Monatsarchiv für Juli 2012

Ball Packaging: Verpackungsabfall ist grün

Dienstag, den 31. Juli 2012

Im vergangenen Jahr wurden hierzulande erstmals seit Einführung des Dosenpfands 2003 wieder mehr als eine Milliarde Getränkebüchsen verkauft. Um 20 Prozent schossen die Absatzzahlen in die Höhe. „Dem Verbraucher ist das Dosenpfand egal – er zahlt“, fasst Die Welt die offenbar weit verbreitete Stimmung zusammen.

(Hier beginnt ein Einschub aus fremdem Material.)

PR #732, opened 2021-12-21
Change cli to produce output files in folders

marco-ballario:
This PR changes the cli file generation to produce files inside a directory structure.
With the previous file naming system, two files A and B:
A) a/b/c.cpp
B) a/b_c.cpp
Produced the same a_b_c.cpp.json file.
This PR solves this name ambiguity and helps to improve the integration tests.


Luni-4 (approved):
Thanks a lot!

PR #733, opened 2021-12-22
Add cargo udeps to CI

### LINKED ISSUE #726: Run 'cargo udeps' in CI
We can add it to pre-commit

Luni-4:
This PR adds `cargo udeps` to CI and fixes #726

### DIFF
--- a/.taskcluster.yml
+++ b/.taskcluster.yml
@@ -41,6 +41,8 @@ tasks:
             - "-cx"
             - "curl https://bootstrap.pypa.io/get-pip.py -o get-pip.py && python3 get-pip.py &&
                rustup component add clippy rustfmt &&
+               rustup toolchain install nightly &&
+               curl -L https://github.com/est31/cargo-udeps/releases/download/v0.1.25/cargo-udeps-v0.1.25-x86_64-unknown-linux-gnu.tar.gz | tar xz -C /usr/local/cargo/bin --strip-components 2 &&
                git clone --quiet ${repository} &&
                cd rust-code-analysis &&
                git -c advice.detachedHead=false checkout ${head_rev} &&
--- a/.pre-commit-config.yaml
+++ b/.pre-commit-config.yaml
@@ -28,6 +28,13 @@ repos:
         entry: cargo clippy --all-targets --all -- -D warnings
         pass_filenames: false
 
+      - id: udeps
+        name: udeps
+        language: system
+        files: '\.rs$'
+        entry: cargo +nightly udeps --all-targets
+        pass_filenames: false
+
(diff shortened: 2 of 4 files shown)


.taskcluster.yml
```diff
@@ -41,6 +41,8 @@ tasks:
             - "-cx"
             - "curl https://bootstrap.pypa.io/get-pip.py -o get-pip.py && python3 get-pip.py &&
                rustup component add clippy rustfmt &&
+               rustup toolchain install nightly &&
```
marco-c, line 44: Maybe we should use the `rustlang/rust:nightly` image instead of `rust:buster` so we don't have to install nightly in the task?

.taskcluster.yml
```diff
@@ -41,6 +41,8 @@ tasks:
...
+               curl -L https://github.com/est31/cargo-udeps/releases/download/v0.1.25/cargo-udeps-v0.1.25-x86_64-unknown-linux-gnu.tar.gz | tar xz -C /usr/local/cargo/bin --strip-components 2 &&
```
marco-c, line 45: What is this needed for?

.taskcluster.yml
Luni-4: Nightly clippy lints and fmt formatting are different from the ones found by stable version

.taskcluster.yml
Luni-4: To install `cargo udeps` fastly using the binary

.taskcluster.yml
marco-c: Is nightly required for cargo udeps?

Luni-4: Yes https://github.com/est31/cargo-udeps#usage

.taskcluster.yml
marco-c: Let's use cargo install instead, it's more future-proof.

Luni-4: The command took a while to run and slowed down the CI a lot. If we use the binary, we can pin a specific version avoiding CI breaking in the future also

marco-c: We can pin to a specific version anyway, by running `cargo install udeps --version 0.1.25` or simply adding it to the dev-dependencies in Cargo.toml (so we also benefit from Dependabot).
If it is slowing down the task too much we can keep it this way though.

marco-c (approved):

.taskcluster.yml
Luni-4: True about the `cargo install` command, just clarifying that we can pin to a specific version using the binary too

PR #738, opened 2021-12-30
Fix  comments at the end of function for python parsing

giovannitangredi:
For the python language the tree-sitter parser consider comments at the end of a function as outside of it instead of inside of the function.
For this reasons a added some code in spaces.rs so that the comments are inserted in the correct  FuncSpace.
Basically when a found a new function definition node I check all the next nodes to see if there are comments that should be inside the function space.
Link to PR: https://github.com/tree-sitter/tree-sitter-python/pull/143
Link to Issue: https://github.com/tree-sitter/tree-sitter-python/issues/113

### DIFF
--- a/src/spaces.rs
+++ b/src/spaces.rs
@@ -16,6 +16,7 @@ use crate::nargs::{self, NArgs};
 use crate::nom::{self, Nom};
 
 use crate::dump_metrics::*;
+use crate::langs::*;
 use crate::traits::*;
 
 /// The list of supported space kinds.
@@ -248,6 +249,7 @@ struct State<'a> {
 pub fn metrics<'a, T: ParserTrait>(parser: &'a T, path: &'a Path) -> Option<FuncSpace> {
     let code = parser.get_code();
     let node = parser.get_root();
+    let lang = parser.get_language();
     let mut cursor = node.object().walk();
     let mut stack = Vec::new();
     let mut children = Vec::new();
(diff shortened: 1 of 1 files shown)


marco-c:
Could you reformat the code with `cargo fmt`?

calixteman:
Is there an upstream bug about this issue ?

giovannitangredi:
It is a specific bug of the tree-sitter-python parser, There should be a pull request for resolving this issue in the tree-sitter-python github but they haven't still  reviewed and merged yet.

src/spaces.rs
```diff
@@ -293,7 +295,28 @@ pub fn metrics<'a, T: ParserTrait>(parser: &'a T, path: &'a Path) -> Option<Func
         cursor.reset(node.object());
         if cursor.goto_first_child() {
             loop {
-                children.push((Node::new(cursor.node()), new_level));
+                // FIX ME: This code fixes the python parser error for comments , when the tree-sitter-python parser will be fixed revert the changes
+                // Issue on the tree-sitter-python github: https://github.com/nvim-treesitter/nvim-treesitter-textobjects/issues/25
+                // Link to PR resolving this issue : https://github.com/tree-sitter/tree-sitter-python/pull/143
+                if lang == LANG::Python && cursor.node().kind() == "function_definition" {
```
calixteman, line 301: Honestly, I don't like this patch...
I didn't dive into the detail of implementation here but the function (`metrics`) here is language agnostic and you're adding a check for a specific language (python) so we'll have this check for all the supported languages.

giovannitangredi: Ok, i'll see if i find a way to resolve this issue by not influencing the other supported languages

calixteman (commented):
After thinking about this PR... really I'm not super excited by the idea to fix some grammar issues in rca itself: grammar issues should be fixed in grammars themselves.
I don't say we mustn't do it: sometimes we can do it but the change is pretty small and very located in a language itself, but really we musn't add such a workaround in general file like this one.
If the upstream bug is really something which impacts the rca quality, then I way prefer using an updated grammar (like we do for the mozcpp one) else if the impact is small and limited then I guess we can wait for an upstream update.

Luni-4:
We could add a test that MUST fail due to the Python grammar error upstream through the `#[should_panic]` attribute. When the bug will be fixed upstream we are going to remove that attribute. In this way we are aware of the error without changing the rca code a lot. What do you think @calixteman?

calixteman:
> We could add a test that MUST fail, due to the Python grammar error upstream, using the `#[should_panic]` attribute. When the bug will be fixed upstream we are going to remove that attribute. In this way we are aware of the error without changing the rca code a lot. What do you think @calixteman?

I'm fine with such a "solution" (which is not a solution in fact).
And as said, if this bug has a real impact in real life and makes rca unusable or useless, we can workaround in adding our own grammar.

Issue #49, opened 2019-12-19
Remove operator stuff once the PR is merged


calixteman:
https://github.com/mozilla/rust-code-analysis/commit/e80db56c40f16305e39bf5b339c4928f8beca070

marco-c:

Die Verpackungsindustrie – wäre zu ergänzen – tut alles Erdenkliche, um diese Stimmung zu fördern. Mit viel Phantasie versucht sie zum Beispiel, dem Verpackungsfrevel Getränkedose sein mieses Image zu nehmen. Ein besonders „schönes“ Beispiel ist kürzlich der Deutschen Umwelthilfe (DUH) aufgefallen. Die Firma Ball Packaging, einer der größten Büchsenmacher Europas, versieht seine Produkte seit einiger Zeit mit dem knackigen Slogan „Die Dose ist grün“.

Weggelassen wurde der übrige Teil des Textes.